3,653 reports of this reaction
14.1% of all ERLOTINIB HYDROCHLORIDE reports
#1 most reported adverse reaction
DEATH is the #1 most commonly reported adverse reaction for ERLOTINIB HYDROCHLORIDE, manufactured by Armas Pharmaceuticals Inc.. There are 3,653 FDA adverse event reports linking ERLOTINIB HYDROCHLORIDE to DEATH. This represents approximately 14.1% of all 25,894 adverse event reports for this drug.
Patients taking ERLOTINIB HYDROCHLORIDE who experience death should discuss this symptom with their healthcare provider to determine whether it may be related to their medication and what alternatives may be available.
DEATH is a frequently reported adverse event for ERLOTINIB HYDROCHLORIDE, accounting for a significant proportion of all reports.

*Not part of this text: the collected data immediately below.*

PR #937, opened 2022-05-08
Normal and tangent fixes

pablode:
Hi @jstone-lucasfilm!

I recently tried to test a .mtlx file generated by my converter and ran into some rendering artifacts in MaterialXView:

before

Further investigation revealed that the normals were not normalized after a matrix multiplication in the glTF loader.
I have also identified more situations where I believe normalization is necessary.

Plus, it seems like tangents and bitangents were incorrectly transformed with the normal matrix:
https://pbr-book.org/3ed-2018/Geometry_and_Transformations/Applying_Transformations#Normals

After the changes, the model renders as follows:

after

You can find the model here: [ToyCar.zip](https://github.com/AcademySoftwareFoundation/MaterialX/files/8646544/ToyCar.zip)

### DIFF
--- a/source/MaterialXGenGlsl/Nodes/BitangentNodeGlsl.cpp
+++ b/source/MaterialXGenGlsl/Nodes/BitangentNodeGlsl.cpp
@@ -26,6 +26,7 @@ void BitangentNodeGlsl::createVariables(const ShaderNode& node, GenContext&, Sha
     const int space = spaceInput ? spaceInput->getValue()->asA<int>() : OBJECT_SPACE;
     if (space == WORLD_SPACE)
     {
+        addStageUniform(HW::PRIVATE_UNIFORMS, Type::MATRIX44, HW::T_WORLD_MATRIX, vs);
         addStageUniform(HW::PRIVATE_UNIFORMS, Type::MATRIX44, HW::T_WORLD_INVERSE_TRANSPOSE_MATRIX, vs);
         addStageConnector(HW::VERTEX_DATA, Type::VECTOR3, HW::T_BITANGENT_WORLD, vs, ps);
     }
@@ -47,12 +48,23 @@ void BitangentNodeGlsl::emitFunctionCall(const ShaderNode& node, GenContext& con
         const string prefix = shadergen.getVertexDataPrefix(vertexData);
         if (space == WORLD_SPACE)
         {
+            ShaderPort* normal = vertexData[HW::T_NORMAL_WORLD];
+            if (!normal->isEmitted())
+            {
+                normal->setEmitted();
+                shadergen.emitLine(prefix + normal->getVariable() + " = normalize((" + HW::T_WORLD_INVERSE_TRANSPOSE_MATRIX + " * vec4(" + HW::T_IN_NORMAL + ", 0.0)).xyz)", stage);
+            }
+            ShaderPort* tangent = vertexData[HW::T_TANGENT_WORLD];
+            if (!tangent->isEmitted())
+            {
+                tangent->setEmitted();
+                shadergen.emitLine(prefix + tangent->getVariable() + " = normalize((" + HW::T_WORLD_MATRIX + " * vec4(" + HW::T_IN_TANGENT + ", 0.0)).xyz)", stage);
+            }
             ShaderPort* bitangent = vertexData[HW::T_BITANGENT_WORLD];
             if (!bitangent->isEmitted())
             {
                 bitangent->setEmitted();
-                shadergen.emitLine(prefix + bitangent->getVariable() +
-                    " = (" + HW::T_WORLD_INVERSE_TRANSPOSE_MATRIX + " * vec4(cross(" + HW::T_IN_NORMAL + ", " + HW::T_IN_TANGENT + "), 0.0)).xyz", stage);
+                shadergen.emitLine(prefix + bitangent->getVariable() + " = cross(" + normal->getVariable() + ", " + tangent->getVariable() + ")", stage);
             }
         }
         else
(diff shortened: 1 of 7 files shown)


jstone-lucasfilm:
@pablode Thanks for putting together this post, and these improvements look very promising.  I'm CC'ing @bernardkwok for his thoughts on the revisions to the cgltf loader and MeshStream::transform.

source/MaterialXGenGlsl/Nodes/BitangentNodeGlsl.cpp
```diff
@@ -47,12 +48,23 @@ void BitangentNodeGlsl::emitFunctionCall(const ShaderNode& node, GenContext& con
         const string prefix = shadergen.getVertexDataPrefix(vertexData);
         if (space == WORLD_SPACE)
         {
+            ShaderPort* normal = vertexData[HW::T_NORMAL_WORLD];
```
kwokcb, line 51: This can cause the emitted code to be unpredicable depending on whether the normals and or the tangents have already been emitted. 

I guess this computation change is also spawns from the fact that bitangents are not bound precomputed streams and thus are computed here.

source/MaterialXGenGlsl/Nodes/TangentNodeGlsl.cpp
```diff
@@ -25,7 +25,7 @@ void TangentNodeGlsl::createVariables(const ShaderNode& node, GenContext&, Shade
     const int space = spaceInput ? spaceInput->getValue()->asA<int>() : OBJECT_SPACE;
     if (space == WORLD_SPACE)
     {
-        addStageUniform(HW::PRIVATE_UNIFORMS, Type::MATRIX44, HW::T_WORLD_INVERSE_TRANSPOSE_MATRIX, vs);
+        addStageUniform(HW::PRIVATE_UNIFORMS, Type::MATRIX44, HW::T_WORLD_MATRIX, vs);
```
kwokcb, line 28: Why is this now using the world matrix ?

source/MaterialXGenGlsl/Nodes/TransformNormalNodeGlsl.cpp
```diff
@@ -12,6 +12,20 @@ ShaderNodeImplPtr TransformNormalNodeGlsl::create()
     return std::make_shared<TransformNormalNodeGlsl>();
 }
 
+void TransformNormalNodeGlsl::emitFunctionCall(const ShaderNode& node, GenContext& context, ShaderStage& stage) const
```
kwokcb, line 15: This appears to be an incomplete implementation. This derives from a general transform from space A to space B which does not appear to be handled anywhere here.

I'd suggest injecting normalization code after the regular vector transform code.

source/MaterialXRender/CgltfLoader.cpp
```diff
@@ -309,7 +310,7 @@ bool CgltfLoader::load(const FilePath& filePath, MeshList& meshList, bool texcoo
                                     float floatValue = (v < vectorSize) ? input[v] : 0.0f;
                                     normal[v] = floatValue;
                                 }
-                                normal = positionMatrix.transformNormal(normal);
+                                normal = normalMatrix.transformVector(normal).getNormalized();
```
kwokcb, line 313: Thanks for the normalization fix.

kwokcb (changes requested):
This code adds normalization and tries to keep the tangent basis correct but needs some tweaking. 

BTW, MaterialXView assumes everything is on world space already so should bind as such. Thus there really shouldn't be any object->world transformation going on AFAIK since object == world.

I didn't double check but explicit bitangent binding should occur so should also not be computed.

kwokcb:
Leaving a ping with @niklasharrysson  as he wrote the geometric binding code for any comments.

source/MaterialXGenGlsl/Nodes/TangentNodeGlsl.cpp
pablode: Because, as the commit message explains, tangents are not transformed using the normal matrix:
https://pbr-book.org/3ed-2018/Geometry_and_Transformations/Applying_Transformations#Normals

source/MaterialXGenGlsl/Nodes/TransformNormalNodeGlsl.cpp
pablode: The first line of this function calls the base implementation of `TransformVectorNodeGlsl`, transforming the vector. It is then normalized, like you are suggesting.

source/MaterialXGenGlsl/Nodes/BitangentNodeGlsl.cpp
pablode: Can you elaborate on this?

I understand that the normal already might have been emitted in SurfaceNodeGlsl:
https://github.com/AcademySoftwareFoundation/MaterialX/blob/46de5f9153aec01243fce24590b15fd71da89f8e/source/MaterialXGenGlsl/Nodes/SurfaceNodeGlsl.cpp#L81-L86

However, that's why the `if (!normal->isEmitted())` check exists here. And the calculation is the same. Also, only `T_IN_NORMAL/TANGENT` is used in the calculation which I expect to exist?

source/MaterialXGenGlsl/Nodes/TangentNodeGlsl.cpp
jstone-lucasfilm: That's a great catch, @pablode, and we'd overlooked that detail in earlier implementations/review of the tangent node.

jstone-lucasfilm (approved):
These fixes look good to me, thanks @pablode!

PR #1249, opened 2023-02-16
Fix node linking issue in editor

lfl-eholthouser:
This pull request addresses and issue where edges were not being properly deleted when a node was connected to the same node through multiple different input pins. The remove edge function now relies on both the upstream node id as well as the downstream node pin in order to identify and remove the edge.


jstone-lucasfilm (approved):
This looks great to me, thanks @lfl-eholthouser!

In addition to death, the following adverse reactions have been reported for ERLOTINIB HYDROCHLORIDE:
The following drugs have also been linked to death in FDA adverse event reports:
DEATH has been reported as an adverse event in 3,653 FDA reports for ERLOTINIB HYDROCHLORIDE. This does not prove causation, but indicates an association observed in post-market surveillance data.
DEATH accounts for approximately 14.1% of all adverse event reports for ERLOTINIB HYDROCHLORIDE, making it one of the most commonly reported side effect.
If you experience death while taking ERLOTINIB HYDROCHLORIDE, contact your healthcare provider. They can evaluate whether the symptom is related to your medication and discuss potential adjustments to your treatment plan. Do not stop taking prescribed medication without consulting your doctor.